PR #85, opened 2023-01-13
fix scenario where env vars are empty

yuval-klotho:
When the env var was empty, the end of the method call was `, )` instead of `,[])`.

### Standard checks

- **Unit tests**: not unit tested
- **Docs**: n/a

### DIFF
--- a/pkg/infra/pulumi_aws/index.ts.tmpl
+++ b/pkg/infra/pulumi_aws/index.ts.tmpl
@@ -112,7 +112,7 @@ export = async () => {
     {{range $unit := .ExecUnits -}}
 
     {{- if eq $unit.Type "fargate"}}
-    cloudLib.createEcsService("{{$unit.Name}}",{{jsonPretty $unit.Params | indent 4}} as Partial<awsx.ecs.Container>, {{- if $unit.EnvironmentVariables}} {{jsonPretty $unit.EnvironmentVariables | indent 4}} {{else}} [] {{end}});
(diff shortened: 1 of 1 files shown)


DavidSeptimus-Klotho (approved):

pkg/infra/pulumi_aws/index.ts.tmpl
```diff
@@ -112,7 +112,7 @@ export = async () => {
     {{range $unit := .ExecUnits -}}
 
     {{- if eq $unit.Type "fargate"}}
-    cloudLib.createEcsService("{{$unit.Name}}",{{jsonPretty $unit.Params | indent 4}} as Partial<awsx.ecs.Container>, {{- if $unit.EnvironmentVariables}} , {{jsonPretty $unit.EnvironmentVariables | indent 4}} {{end}});
+    cloudLib.createEcsService("{{$unit.Name}}",{{jsonPretty $unit.Params | indent 4}} as Partial<awsx.ecs.Container>, {{- if $unit.EnvironmentVariables}} {{jsonPretty $unit.EnvironmentVariables | indent 4}} {{else}} [] {{end}});
```
gordon-klotho, line 115: Seems like the library can handle the `undefined` fine:
```ts
    generateExecUnitEnvVars(
        execUnitName: string,
        env_vars?: any[]
    )
```

gordon-klotho: I'm saying the previous version should be fine since the `, ` is also included in the original if statement.

yuval-klotho: yep, it did! nice catch.

gordon-klotho (approved):

PR #86, opened 2023-01-13
pubsub would put null instead of empty array

jhsinger-klotho:
• Does it relate to or fix any issue? closes pro #23

we would fill in as null if theres no subscribers or providers breaking our pulumi code

### Standard checks


yuval-klotho (approved):
FWM. I wonder though if it'd be simpler to change `createTopic` to allow for those args being `null`? I think in general as I read the file, it's easier for me to read logic branches in typescript rather than ones in go templating.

- What to work on:
All lines holding the word "empty" must be copied from the data.

- Result of the exercise:
fix scenario where env vars are empty
When the env var was empty, the end of the method call was `, )` instead of `,[])`.
pubsub would put null instead of empty array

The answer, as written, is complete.